After training our Convolutional Neural Network on the MNIST dataset, an intriguing question arises: "What has our network learned?" In this section, we aim to shed light on this by visualizing the features extracted by the CNN's convolutional layers.

### Why Visualize Features? 🤔
- **Understanding the Model:** Visualization helps us understand what features the network finds significant in the input data.
- **Debugging the Model:** If the model is not performing as expected, examining these visualizations can help identify what the model is focusing on and where it might be going wrong.
- **Enhancing Intuition:** For educational purposes, these visualizations can greatly enhance our intuition about how convolutional networks process and interpret image data.

In [None]:
import matplotlib.pyplot as plt

def visualize_feature_maps(model, image, layer_num):
    model.eval()
    with torch.no_grad():
        conv1_output, conv2_output = model.extract_features(image.unsqueeze(0))

    if layer_num == 1:
        layer_output = conv1_output
    elif layer_num == 2:
        layer_output = conv2_output
    else:
        raise ValueError("Invalid layer number")
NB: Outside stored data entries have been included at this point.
PR #412, opened 2025-04-30
Feature/finished/iia 1892 submit other name causes exception in create mode

jdsmithsos:
Jira ticket:

https://ikmdev.atlassian.net/browse/IIA-1892

The problem is actually in DetailsController.generateOtherNameRow(DescrName) and is caused by the MODE still being in CREATE.

During CREATE mode the otherName semanticId has not been set.

Only when the Concept goes into edit mode is the semanticId set, which is done within ConceptViewModel.createConcept().  But only if there is an Axiom defined in the Concept.

In CREATE mode the Fully Qualified Name and Other Names are stored in the ConceptViewModel, they have not yet been persisted.

When an Axiom exists and an Other Name is created, only then does the FQN and Other Name persist, and the other name’s sematicId is set.

Adding a conditional in generateOtherNameRow() for a null semanticId to use the other name as entered rather than using the semanticId to get the name fixes the problem.

image

After fix:

image

Note that the Concept is still in CREATE mode.  An Axiom has not yet been created.

### DIFF
--- a/kview/src/main/java/dev/ikm/komet/kview/mvvm/view/details/DetailsController.java
+++ b/kview/src/main/java/dev/ikm/komet/kview/mvvm/view/details/DetailsController.java
@@ -15,37 +15,6 @@
  */
 package dev.ikm.komet.kview.mvvm.view.details;
 
-import static dev.ikm.komet.framework.events.FrameworkTopics.RULES_TOPIC;
-import static dev.ikm.komet.kview.fxutils.IconsHelper.IconType.ATTACHMENT;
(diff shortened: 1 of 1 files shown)


jdsmithsos:
> Looks good to me. Make sure you've tested the creation of the new Concept contain the new Other name added.

I tested these two scenarios with this change:

- Create FQN then Axiom, which puts the Concept into EDIT mode, then create Other Name
- Create FQN then Other Name, which Concept will still be in CREATE mode, then create Axiom, which goes to EDIT mode

PR #421, opened 2025-05-05
Feature/finished/iia 1599 view calculator refresh issue after import

carldea:
After an import, the code classic Concept Navigator and Window (summoned inside of a Journal view will show the latest from the import process.

### Before import
Screenshot 2025-05-04 at 11 44 32 PM

### After import
Screenshot 2025-05-04 at 11 45 34 PM

### DIFF
--- a/kview/src/main/java/dev/ikm/komet/kview/mvvm/model/ViewCoordinateHelper.java
+++ b/kview/src/main/java/dev/ikm/komet/kview/mvvm/model/ViewCoordinateHelper.java
@@ -29,7 +29,7 @@ public class ViewCoordinateHelper {
      */
     public static void changeViewCalculatorToLatestByTime(ViewProperties viewProperties, long time) {
         ViewCalculator existingViewCalculator = viewProperties.calculator();
-        StampCoordinateRecord latestStampCoordinate = existingViewCalculator.vertexStampCalculator().filter().withStampPositionTime(time);
+        StampCoordinateRecord latestStampCoordinate = existingViewCalculator.stampCoordinate().withStampPositionTime(time).toStampCoordinateRecord();
         ViewCoordinateRecord latestViewCoordinate = existingViewCalculator.viewCoordinateRecord().withStampCoordinate(latestStampCoordinate);
         Platform.runLater(() -> viewProperties.nodeView().setValue(latestViewCoordinate));
     }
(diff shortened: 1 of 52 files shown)


kview/src/main/java/dev/ikm/komet/kview/mvvm/model/ViewCoordinateHelper.java
```diff
@@ -0,0 +1,94 @@
...
+public class ViewCoordinateHelper {
+    private static final Logger LOG = LoggerFactory.getLogger(ViewCoordinateHelper.class);
+    /**
+     * TODO: Experimental - will change view coordinates viewProperties.nodeView().setValue(latestViewCoordinate));
+     * Changes the current view coordinate with the current datetime, thus updating its view calculator.
+     * @param viewProperties A given view property
+     */
+    public static void changeViewCalculatorToLatestByTime(ViewProperties viewProperties, long time) {
+        ViewCalculator existingViewCalculator = viewProperties.calculator();
+        StampCoordinateRecord latestStampCoordinate = existingViewCalculator.vertexStampCalculator().filter().withStampPositionTime(time);
```
aks8m, line 32: What is the reason for calling vertexStampCalculator() here? It seems to be coming from the NavigationCalculatorDelegate but is just returning a StampCalculatorWithCache. Could we get a StampCalculatorWithCache somewhere else? I see that it really is only in the NavigationCalculatorWithCache but what about the ViewCalculatorWithCach class?

kview/src/main/java/dev/ikm/komet/kview/mvvm/model/ViewCoordinateHelper.java
```diff
@@ -0,0 +1,94 @@
...
+        Platform.runLater(() -> viewProperties.nodeView().setValue(latestViewCoordinate));
+    }
+
+    /**
+     * Create a new View Calculator based on the current datetime + 24 hours with an updated view coordinate & view calculator.
+     * Note: This appears to work however the records returned could be uncommitted records as they have a larger latest date.
+     * @param viewProperties A given view property
+     */
+    public static ViewCalculatorWithCache createViewCalculatorLatestByTime(ViewProperties viewProperties) {
+        return createViewCalculatorLatestByTime(viewProperties, System.currentTimeMillis() + (1000 * 60 * 60 * 24)); // 1ms x 60s x 60m x 24hrs
```
aks8m, line 43: Does the + 24 do something that currentTImeMillis() isn't. Help me understand the need for an additional 24 hours to current time when retrieving Latest.

aks8m (approved):
Looks good. I

PR #422, opened 2025-05-05
Use isDefined API

jperedadnr:
instead of `hasSufficientSet`, to set if the concept in the ConceptNavigator control is defined or primitive.


carldea (approved):
Looks good to me.

PR #423, opened 2025-05-05
Feature/finished/iia 1529 top drop line reworked

jdsmithsos:
Jira ticket:  https://ikmdev.atlassian.net/browse/IIA-1529

Reworked the solution which includes:

- shared method to create the dropLine for the topDropLine and the components
- the problem that was discovered before the demo was caused by the width of the drop line being the same width as the contentWidth, which caused a recursive call to layoutChildren().  This is fixed by subtracting at least 1 from the drop line width.

Before this rework the widths of the component controls grew by 2 pixels indefinitely.

After this fix:

During drag the component widths remain the same, rather than increasing

image

Drag to the top

image

After the drag all components are the same width, which didn't increase

image


dukke (changes requested):
@jdsmithsos 
Just remembered, padding is not enough...
I see there's a bug in this skin.
We should do getInsets() rather than do getPadding(). Getting the insets also will return to us the border + padding, and if we do getPadding() we only get the padding. 
So, we might not need this magic numbers (-2).

carldea (approved):
Look good to me. Let's make sure the comments describe the magic number and Insets vs Padding.

jdsmithsos:
Changes done as request for approving PR for merge.

dukke (approved):
Good work! It's nice that you were able to centralize the logic for drawing a drop line into just 1 method!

    layer_output = layer_output.squeeze(0).cpu()

    fig, axes = plt.subplots(1, layer_output.size(0), figsize=(20, 2))
    for i, ax in enumerate(axes):
        ax.imshow(layer_output[i].detach().numpy(), cmap='gray')
        ax.axis('off')
    plt.show()

In [None]:
# TODO: try different images and compare the result
# Load a sample image from the dataset
sample_image, _ = next(iter(test_loader))
sample_image = sample_image[1]  # Get the first image in the batch

# Visualize feature maps for the first convolutional layer
visualize_feature_maps(model, sample_image, layer_num=1)

# Visualize feature maps for the second convolutional layer
visualize_feature_maps(model, sample_image, layer_num=2)

### TODO: comment the feature maps
### TODO: Redo the full thing with a deeper network and compare.